Prenez les transports en commun par exemple. Pour son trajet jusqu’au Kirchberg, le travailleur qui habite le sud du pays prendra un premier train jusqu’à la gare centrale, un second train jusqu’au Pont rouge, un funiculaire puis le tram. Quatre fois, il cherchera à ne pas se faire éborgner par un parapluie, quatre fois il essaiera de trouver une place tranquille pour battre son record à Candy Crush, quatre fois il devra esquiver les coups de sac infligés par son voisin resté debout. Mais le changement c’est mieux. Avant, on attendait son bus pendant vingt minutes.
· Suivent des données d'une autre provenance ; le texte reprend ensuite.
Issue #1340, opened 2020-10-26
Make `go_get()` more specific about its outputs


Tatskaari:
Imagine we have a rule:

```python
go_get(
   get = "github.com/me/my_module",
   install = ["foo", "bar/..."],
)
```

Currently this will produce `my_module` as an output however we can do better. Based on the install list we know it will produce a `foo.a` file and a `bar` folder i.e. this rule could have `my_module/foo.a` and `my_module/bar` as outs. 

This will allow us to have two rules that `get` from `my_module` and install different things. This would probably help resolve cyclic dependencies between modules.

We can make `go_get` inspect its install list. If the install ends in `...`, it should add `f"{name}/{install}"` as an out to the rule, otherwise it should add `f"{name}/{install}.a"`.

PR #1341, opened 2020-10-26
Make go_get() more specific about it's outs

Tatskaari:
Fixes: #1340


third_party/go/BUILD
```diff
@@ -661,6 +661,7 @@ go_get(
         "huff0",
         "snappy",
         "zstd/...",
+        "zstd",
```
Tatskaari, line 664: Small regression here. @peterebden I wonder if this means it should be a v16 thing?

peterebden: I suppose it should be.

Does feel a bit weird to have to specify both too. You wouldn't normally have to do that with `go get`. I can't see a good way around though and the added flexibility might be worth the tradeoff (especially if we had a way to generate the `go_get` invocations)

rules/go_rules.build_defs
```diff
@@ -897,10 +898,23 @@ def go_get(name:str, get:str|list, repo:str='', deps:list=[], exported_deps:list
             licences = licences,
             module_major_version = module_major_version,
         )
-        outs += [getroot]
+        get_roots += [getroot]
```
Tatskaari, line 901: This probably needs a better name... This has all the locations where we have `thing/...` because in that case we might have `thing.a` AND a folder `thing` containing additional outs.

third_party/go/BUILD
Tatskaari: I found a way arolund it. ;P

rules/go_rules.build_defs
```diff
@@ -913,10 +906,15 @@ def go_get(name:str, get:str|list, repo:str='', deps:list=[], exported_deps:list
             outs += [getroot]
         else:
             for i in installone:
-                if i.startswith(getroot):
-                    outs += [_install_output(getroot, i.removeprefix(getroot))]
+                if not i:
+                    outs += [getroot + ".a"]
+                elif i.endswith("..."):
```
chrisnovakovic, line 911: `i.endswith("/...")`, perhaps? Although it shouldn't really make any difference...

peterebden (approved):
Nice!

chrisnovakovic (approved):
🎉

Maintenant, on monte directement dans le premier bus ou le premier train qui passe, même si c’est pour deux arrêts. On marche un peu, on s’aère le bocal, on s’hydrate l’épiderme aux microgouttelettes de la brume matinale.
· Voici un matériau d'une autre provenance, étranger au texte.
Issue #1323, opened 2020-10-21
Platform specfic targets


sagikazarmark:
Certain targets are only required (and can only built on) for certain platforms. For example: certain dependencies might only be required by linux.

My current approach is an if, combined with a custom `select_config` rule:

```
if select_config([{
    "os": "linux",
    "cpu": "amd64",
}]):
    go_library(name = "logrus", srcs = [":_logrus#go_source"], cover = False, import_path = "github.com/sirupsen/logrus", visibility = ["PUBLIC"], deps = select({"//example/third_party/go/__config:darwin_amd64": [], "//example/third_party/go/__config:linux_amd64": ["//example/third_party/go/golang.org/x/sys/unix"], "default": []}))
```

The problem is: it's more generated code, and the buildifier package formats the target itself on a single line.

Is there a better way to represent platform specific targets? (It's not the end of the world, but it's hard to read and more changes in a VCS)

sagikazarmark:
Maybe something like this could work:

```
genrule(
    name = "platformtest",
    cmd = "echo 'asd'",
    labels = ["os:linux"],
)
```

Alternatively, I guess the `manual` label can be used to prevent it from being built automatically.

peterebden:
You could also write it like
```
if CONFIG.OS == "linux":
    go_library(
        ....
    )
```

sagikazarmark:
That's probably not enough as I also use the cpu/arch as a discriminator.

peterebden:
```
if CONFIG.OS == "linux" and CONFIG.ARCH == "amd64":
```
?

sagikazarmark:
And then the possibility of having several of these conditions (like build on all platforms, but linux_386). 😄 

I should probably add that this is generated code. The `select_config` rule I created actually works well, but the formatter formats the code like in the above example and overall, it's not really readable. Using labels would be a nice solution IMHO.

But if there isn't a better or already existing solution, I guess `select_config` is fine.

Tatskaari:
We could have a `platform()` rule that can be used to match a specific platform:

```
def platform(os : str =  CONFIG.OS, arch: str = CONFIG.ARCH, ...) -> bool: 
    return os == CONFIG.OS && arch == CONFIG.ARCH ....

if platform(os = "linux"):
   genrule(...)
```

Otherwise, we could label rules:

```
labels = ['os:linux', 'arch:amd64']
```

Then please could exclude them. Perhaps both are useful?

sagikazarmark:
[...]

PR #1342, opened 2020-10-27
Added is_platform() misc rule

Tatskaari:
A start on #1323

### DIFF
--- a/rules/misc_rules.build_defs
+++ b/rules/misc_rules.build_defs
@@ -567,8 +567,8 @@ def exports_files(srcs, name='exported_files', visibility=['PUBLIC'], licenses=N
     )
 
 
-def is_platform(os:str=CONFIG.OS, arch:str=CONFIG.ARCH, host_os:str=CONFIG.HOSTOS,
-                host_arch:str=CONFIG.HOSTARCH) -> bool:
+def is_platform(os:str|list=CONFIG.OS, arch:str|list=CONFIG.ARCH, host_os:str|list=CONFIG.HOSTOS,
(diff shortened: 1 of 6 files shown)


test/java_rules/java_toolchain/src/main/java/net/thoughtmachine/BUILD
```diff
@@ -1,4 +1,4 @@
-if CONFIG.OS == "linux" or CONFIG.OS == "darwin":
+if is_platform(os = "linux") or is_platform(os = "darwin"):
```
peterebden, line 1:
```
if is_platform(os = ["linux", "darwin"]):
```
WDYT?

Tatskaari: Sounds like it'd be more useful that way :D

rules/misc_rules.build_defs
```diff
@@ -565,3 +565,30 @@ def exports_files(srcs, name='exported_files', visibility=['PUBLIC'], licenses=N
...
+
+    https://github.com/golang/go/blob/master/src/go/build/syslist.go
+
+    Args:
+        os (str): The target operating system we are compiling for.
+        arch (str): The target CPU architecture we are compiling for.
+        host_os (str): The host operating system we are running on.
+        host_arch (str): The host cpu architecture we are running on.
+    """
+    def as_list(i):
```
peterebden, line 584: you could oneline all of this into a lambda ;-)

peterebden (approved):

Et même pour ceux qui évitent les transports en commun dans l’espoir d’accélérer le réchauffement climatique à bord de leur Range Rover diesel, février est aussi le mois du changement. Le 54e autofestival permet à tout un chacun de trouver un nouveau moyen de pollution, pardon, de locomotion, ou de rendre visite à son concessionnaire préféré, voire simplement de demander à son banquier un crédit à la consommation à un taux imbattable (même si c’est pour changer ses fenêtres ou se payer des vacances au soleil). Si l’on en croit le communiqué de presse des distributeurs, plus d’un tiers des immatriculations annuelles résultent de ventes conclues durant cette période d’une dizaine de jours. Autant dire que les concessionnaires pourraient se contenter de travailler dix jours en février, dix jours en juin et dix jours en octobre et partir en vacances tout le reste de l’année.
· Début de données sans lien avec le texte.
Issue #1320, opened 2020-10-21
Syntax error on concatenating f-strings


suhr:
`error: unexpected token f"--set-version={major_version} ", expected )`

Context:

```
    cmd = (
        f"perl genpki.pl "
        "--include-path=src/include "
        f"--set-version={major_version} "
        f"{bki_sources}"
    ),
```

PR #1344, opened 2020-10-27
Fix implicit string concat

Tatskaari:
Fixes: #1320


peterebden (approved):
Nice, I like this being in the parser better. Thanks!

PR #1348, opened 2020-10-29
go_get: fix 'strip' parameter type regression

chrisnovakovic:
Commit ed17c353 accidentally reverted the change to `go_get`'s type signature that was made in commit 8d06fc86, preventing a dict from being passed in the `strip` parameter. Correct the `strip` parameter's type to once again allow dicts to be passed.


Tatskaari (approved):

Tatskaari:
Going to need to update rules.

Pour le reste, il est symptomatique qu’une des séries qui fasse le plus parler d’elle en ce moment soit Black Mirror, qui encourage chacun de nous à cultiver la crainte face aux changements récents, qu’ils soient techniques ou sociétaux : l’importance envahissante des réseaux sociaux, l’évaluation permanente des autres, la publicité intrusive, l’illusion créée par les technologies virtuelles, les risques qu’il y a à ne pas débrancher sa webcam, la géolocalisation, les divertissements électroniques, ce qu’il advient de notre passé numérique après notre mort… On a vu apparaître, depuis quelques mois, dans différentes manifestations et protestations, des pancartes « this episode of black mirror sucks », insinuant que la réalité semble avoir dépassé la fiction. On se rassurera en se disant qu’un ours bleu en images de synthèse n’a pas encore été candidat aux élections. Et en se disant, heureusement, qu’il reste encore des enfants pour lesquels sortir dans la rue avec leurs copains quémander quelques friandises sera le meilleur souvenir du week-end.